Wait a moment! High taxes on income and profit produced more investment and growth? That’s the exact opposite of today’s Republican, and often Democratic, mantra that high taxes kill investment and growth. But the postwar taxes that tamed the corporate behemoths were in fact high marginal rates, top rates in a steeply progressive system. These were the very taxes imposed at the beginning of World War II to prevent war profiteering. These were taxes designed to capture the “unearned income” or “economic rent” of powerful corporations and wealthy individuals. It was perfectly logical for such corporations and individuals to “avoid” such taxes by investing money they would otherwise lose.

If high marginal income and profit taxes are so beneficial, is there any prospect—given the political will— of returning to such tax levels? Unfortunately, now that so many multinational corporations and wealthy individuals are registered or domiciled in tax haven countries, any simple effort to impose truly high marginal rates on profits or income will simply lead to more creative evasions, corruption (see Panama), and tax wars.

But, assuming the political will, are there other approaches? Galbraith proposes:

A much older and yet, to this day, still more promising alternative to taxing financial wealth is to tax land value, including the value of mineral and energy resources in the ground. The economic concept behind this idea is that of Ricardian rent–the argument that rents (which are inherently unproductive) flow to the owners of the fixed and non-reproducible asset, namely land. By taxing land and minerals, one reaches the least defensible forms of accumulated wealth, while at the same time doing the least to distort market decisions as between capital investment and hiring of labor. And there is another advantage: unlike financial wealth, land stays put. It exists in fixed jurisdictions with registered ownership; all the taxing authorities need to do is to send an appraiser, and then a bill. Local property taxes already work this way; however, in the United States landowner opposition to land taxes has been fierce, and many states are barred by their constitutions from levying property tax on a statewide basis. In California, notoriously, even local property taxes were capped in the late 1970s by a ballot measure strongly supported by wealthy landholding interests.

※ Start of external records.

PR #2137, opened 2025-09-15
split button focus behavior

varun-srinivasa:

Jira issue number: [IX-3051](https://agileworld.siemens.cloud/jira/browse/IX-3051)

- Added new focus behavior as per figma design
-

## 🏁 Checklist

### DIFF
--- a/packages/core/src/components/split-button/split-button.tsx
+++ b/packages/core/src/components/split-button/split-button.tsx
@@ -100,6 +100,19 @@ export class SplitButton {
   private get dropdownItems(): HTMLElement[] {
     return Array.from(this.hostElement.querySelectorAll('ix-dropdown-item'));
   }
+
+  private get actionButton() {
+    return this.hostElement.shadowRoot?.querySelector(
+      'ix-button, ix-icon-button:not(.anchor)'
+    ) as HTMLElement | null;
+  }
+
+  private get anchorButton() {
+    return this.hostElement.shadowRoot?.querySelector(
+      'ix-icon-button.anchor'
+    ) as HTMLElement | null;
+  }
+
   private onDropdownShowChanged(event: CustomEvent<boolean>) {
     if (event.detail) {
       this.arrowFocusController = new ArrowFocusController(
@@ -116,7 +129,6 @@ export class SplitButton {
       this.dropdownElement?.removeEventListener('keydown', this.handleKeyDown);
     }
   }
-
   private handleKeyDown = (event: KeyboardEvent) => {
     if (event.key !== 'Tab') {
       return;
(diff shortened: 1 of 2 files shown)


packages/core/src/components/split-button/split-button.tsx
```diff
@@ -98,13 +99,79 @@ export class SplitButton {
...
+        anchorButton.removeAttribute('tabindex');
+      });
+    }
+  };
+
+  private focusDropdownItem(index: number) {
+    if (index < 0) return;
+    const items = this.dropdownItems;
+    items.forEach((item, i) =>
+      item.setAttribute('tabindex', i === index ? '0' : '-1')
```
nuke-ellington, line 167: Why do we need to change the tabIndex?

packages/core/src/components/split-button/split-button.tsx
```diff
@@ -98,13 +99,79 @@ export class SplitButton {
...
+      this.arrowFocusController = undefined;
+      this.dropdownElement?.removeEventListener('keydown', this.handleKeyDown);
+    }
+  }
+
+  private handleKeyDown = (event: KeyboardEvent) => {
+    if (event.key !== 'Tab') {
+      return;
+    }
+    this.dropdownItems.forEach((item) => item.setAttribute('tabindex', '-1'));
```
nuke-ellington, line 136: Why do we need to set the tabIndex?

packages/core/src/components/split-button/split-button.tsx
```diff
@@ -98,13 +99,79 @@ export class SplitButton {
...
+    this.dropdownElement!.show = false;
```
nuke-ellington, line 137: Why is this necessary?

packages/core/src/components/split-button/split-button.tsx
```diff
@@ -98,13 +99,79 @@ export class SplitButton {
...
+    if (!event.shiftKey) {
+      return;
+    }
+    const actionButton = this.hostElement.shadowRoot?.querySelector(
+      'ix-button, ix-icon-button:not(.anchor)'
+    ) as HTMLElement | null;
+
+    const anchorButton = this.hostElement.shadowRoot?.querySelector(
```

Land taxation has been for a century the program of the followers of the 19th century American economist Henry George, whose influence was vast around the world a century ago. One of his followers was the Chinese revolutionary Sun Yat-Sen, founder of the Republic of China in 1911. And Maoist China, by conducting an early war against landlords, ended up having the world economy most like the Georgist program in the modern age. But instead of taxing land value, the Chinese state actually owns it, and collects the land rent for itself. By doing this, Chinese municipalities and provinces have enjoyed ample revenue from which to make capital improvements, which is why Chinese cities have been able to grow like weeds in the reform era…

To this I would add that land taxes weren’t new in China: they financed Chinese empires as early as 2000 BC. Stiff land taxes of four shillings to the pound of assessed value financed the transformation of British finance in 1688; Adam Smith deemed them “the most equitable of all taxes.” Taxes on high profits and incomes and on land values all capture unearned income, or rents, forcing taxpayers to invest productively to pay the tax.